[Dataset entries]
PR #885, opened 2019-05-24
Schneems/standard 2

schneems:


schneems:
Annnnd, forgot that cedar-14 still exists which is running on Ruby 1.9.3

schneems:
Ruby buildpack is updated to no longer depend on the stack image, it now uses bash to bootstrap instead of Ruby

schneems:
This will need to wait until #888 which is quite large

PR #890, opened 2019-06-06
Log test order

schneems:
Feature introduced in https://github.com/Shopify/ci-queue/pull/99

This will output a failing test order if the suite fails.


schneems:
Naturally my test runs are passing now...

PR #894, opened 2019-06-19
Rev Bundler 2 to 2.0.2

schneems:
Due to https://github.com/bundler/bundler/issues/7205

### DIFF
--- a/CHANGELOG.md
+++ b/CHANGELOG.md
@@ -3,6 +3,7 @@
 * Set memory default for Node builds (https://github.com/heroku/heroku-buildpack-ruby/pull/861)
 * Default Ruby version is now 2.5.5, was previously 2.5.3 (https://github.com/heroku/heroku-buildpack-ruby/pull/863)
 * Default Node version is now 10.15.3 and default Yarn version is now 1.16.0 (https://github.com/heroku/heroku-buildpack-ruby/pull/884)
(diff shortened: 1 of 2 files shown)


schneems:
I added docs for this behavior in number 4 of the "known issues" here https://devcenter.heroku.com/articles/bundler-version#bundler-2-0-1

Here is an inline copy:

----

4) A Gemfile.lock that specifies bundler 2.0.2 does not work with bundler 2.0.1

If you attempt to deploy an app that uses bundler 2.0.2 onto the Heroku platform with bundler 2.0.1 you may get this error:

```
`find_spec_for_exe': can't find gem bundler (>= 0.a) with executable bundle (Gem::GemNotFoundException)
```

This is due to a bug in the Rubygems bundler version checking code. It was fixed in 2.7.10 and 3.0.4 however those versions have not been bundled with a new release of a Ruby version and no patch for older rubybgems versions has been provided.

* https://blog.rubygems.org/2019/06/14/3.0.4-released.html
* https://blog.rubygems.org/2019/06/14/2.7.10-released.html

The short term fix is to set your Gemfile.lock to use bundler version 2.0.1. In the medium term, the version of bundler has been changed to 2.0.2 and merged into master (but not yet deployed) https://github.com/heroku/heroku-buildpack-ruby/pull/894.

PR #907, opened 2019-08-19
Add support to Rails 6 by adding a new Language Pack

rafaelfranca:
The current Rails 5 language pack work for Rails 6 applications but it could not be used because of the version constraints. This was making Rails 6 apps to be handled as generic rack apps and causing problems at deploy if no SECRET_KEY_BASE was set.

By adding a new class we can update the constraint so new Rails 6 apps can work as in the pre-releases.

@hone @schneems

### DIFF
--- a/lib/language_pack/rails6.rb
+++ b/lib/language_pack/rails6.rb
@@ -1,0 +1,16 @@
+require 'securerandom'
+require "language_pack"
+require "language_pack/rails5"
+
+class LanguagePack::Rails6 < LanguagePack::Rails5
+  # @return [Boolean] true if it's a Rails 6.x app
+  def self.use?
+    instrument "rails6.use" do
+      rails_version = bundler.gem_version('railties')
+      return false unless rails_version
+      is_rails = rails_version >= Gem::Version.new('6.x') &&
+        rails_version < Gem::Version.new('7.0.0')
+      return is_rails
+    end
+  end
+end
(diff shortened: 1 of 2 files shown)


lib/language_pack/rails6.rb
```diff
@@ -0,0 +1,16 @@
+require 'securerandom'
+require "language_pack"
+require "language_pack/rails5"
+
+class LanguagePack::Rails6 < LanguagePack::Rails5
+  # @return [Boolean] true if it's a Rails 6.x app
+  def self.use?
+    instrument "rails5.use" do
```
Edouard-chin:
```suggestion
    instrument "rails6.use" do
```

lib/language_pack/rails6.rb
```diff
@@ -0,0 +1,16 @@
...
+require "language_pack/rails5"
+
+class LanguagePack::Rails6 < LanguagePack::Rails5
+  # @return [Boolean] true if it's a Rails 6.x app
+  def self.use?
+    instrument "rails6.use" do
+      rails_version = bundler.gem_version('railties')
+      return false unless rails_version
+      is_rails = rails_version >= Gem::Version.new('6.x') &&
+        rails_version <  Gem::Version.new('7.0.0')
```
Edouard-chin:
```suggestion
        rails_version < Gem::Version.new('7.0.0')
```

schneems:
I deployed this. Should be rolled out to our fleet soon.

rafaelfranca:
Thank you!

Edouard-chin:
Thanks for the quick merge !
...
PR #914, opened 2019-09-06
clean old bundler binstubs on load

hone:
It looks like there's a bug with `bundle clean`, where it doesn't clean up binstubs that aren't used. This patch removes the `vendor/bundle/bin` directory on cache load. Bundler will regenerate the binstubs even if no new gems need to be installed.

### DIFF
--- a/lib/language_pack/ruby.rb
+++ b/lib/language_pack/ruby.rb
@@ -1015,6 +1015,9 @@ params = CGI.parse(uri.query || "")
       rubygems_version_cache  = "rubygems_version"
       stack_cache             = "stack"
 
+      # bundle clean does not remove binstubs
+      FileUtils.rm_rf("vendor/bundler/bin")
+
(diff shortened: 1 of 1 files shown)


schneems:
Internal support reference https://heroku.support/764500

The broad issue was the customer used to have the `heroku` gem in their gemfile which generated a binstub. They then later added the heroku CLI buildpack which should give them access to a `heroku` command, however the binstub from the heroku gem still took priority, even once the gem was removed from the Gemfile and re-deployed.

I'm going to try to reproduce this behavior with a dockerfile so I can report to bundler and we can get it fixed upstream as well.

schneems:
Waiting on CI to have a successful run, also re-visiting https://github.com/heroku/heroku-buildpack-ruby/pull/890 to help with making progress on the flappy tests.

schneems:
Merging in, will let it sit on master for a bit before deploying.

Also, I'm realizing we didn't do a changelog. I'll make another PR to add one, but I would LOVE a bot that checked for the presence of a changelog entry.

■ **Task requirements**
A complete answer reproduces every line of the records in which the word "opened" occurs.

■ **Written solution**
PR #885, opened 2019-05-24
PR #890, opened 2019-06-06
PR #894, opened 2019-06-19
PR #907, opened 2019-08-19
PR #914, opened 2019-09-06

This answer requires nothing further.